Prediction markets and CME’s Fed Watch Tool are strongly suggesting that a rate cut is unlikely until later this year. Bitcoin remains stable near $66,000, although the CoinDesk20 Index indicates a broader market downturn. The rates and open interest in crypto futures have declined, hinting at a possible conclusion to a two-month upward trend.
During Asian trading hours on Tuesday, Bitcoin (BTC) maintained its position around $66,000 amidst renewed Treasury yields and speculation that the Fed might postpone rate cuts until later in the year. Meanwhile, ether (ETH) was trading above $3,300, and the CoinDesk 20 (CD20) experienced a 0.6% decline, resting at 2,532.
The 10-year Treasury note’s yield reached a two-week high of 4.40% due to persistent inflation and unexpectedly robust manufacturing activity. Typically, an increase in the risk-free rate prompts capital outflows from riskier assets and non-yielding investments like gold. Despite this, gold remained resilient amidst Bitcoin’s weakness and the Nasdaq’s downturn.

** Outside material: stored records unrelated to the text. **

PR #839, opened 2023-06-14
Fix coverage

pezholio:
The Coverage step in CircleCI was using the default coverage levels for `nyc`, which is 80%. This ensures we're using the same coverage values in CI and local and adds the missing test that was causing coverage to break locally.


server/form-pages/placement-application/request-a-placement/checkYourAnswers.test.ts
```diff
@@ -9,6 +11,26 @@ describe('CheckYourAnswers', () => {
   }
   const placementApplication = placementApplicationFactory.build()
 
+  describe('initialize', () => {
```
richpjames, line 14: ooops, thanks Stu!

richpjames (approved):

server/form-pages/placement-application/request-a-placement/checkYourAnswers.test.ts
pezholio: Just as much my fault! 😆

PR #842, opened 2023-06-14
(237) Add guidance when the user selects an appeal

pezholio:
This adds a big obvious warning with guidance when a placement gets cancelled through the appeals process. It’s a bit of a hack, but it is enough to see us through until we have a proper online process

# Screenshot

image


pezholio:
[Add guidance for appealing a placement](https://trello.com/c/Mkfvl2fP/237-add-guidance-for-appealing-a-placement)

richpjames (approved):

PR #843, opened 2023-06-14
Fix confirmationPageMessage

pezholio:
Since the decision was changed to a single `Accept` option, the confirmation page message was showing as though it had been rejected.

We may need to update the copy if there is no release date, but this ensures the copy is correct for now


richpjames (approved):
ahh thought I'd caught all these places the decision was used but obviously not

PR #852, opened 2023-06-15
Send correct placement duration

pezholio:
If the placement durations were not set, we were sending a literal value of `'null'`, a string, which was then getting cast as a zero, causing the placement requests to have a length of zero days, meaning the API would error. 

Javascript is fun sometimes isn't it? 😆


richpjames (commented):
Nice work tracking this down, it can't have been much fun. 
I have left a comment which I think would be worth addressing before merge but I don't think it will take long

Semir Gabeljic, director of capital formation at Pythagoras Investments, attributed Bitcoin’s retracement to $65,000 to the prevailing macroeconomic outlook on interest rates and rising Treasury yields. He noted that higher interest rate environments often dampen investor risk appetite.
In the prediction markets, bettors have dismissed the possibility of a rate cut by May and are evenly split on whether one will occur in June, with most expecting it to happen in the autumn.
According to the CME Fed Watch tool, there’s a 97% probability that rates will remain unchanged after May’s meeting. Coinglass data reveals that over $245 million in long positions were liquidated in the past 24 hours, with $60 million in Bitcoin positions experiencing significant losses.
Jun-Young Heo, a Derivatives Trader at Presto based in Singapore, noted that perpetual futures funding rates for most crypto assets have returned to 1bps, and global futures open interest decreased by 10% overnight, indicating the closure of some leveraged long positions.
“As recent bitcoin ETF inflows are stagnating and BTC and ETH market prices came below the 20-day moving average, some trend followers would have regarded yesterday’s downturn as the end of a two-month-long rally,” he continued.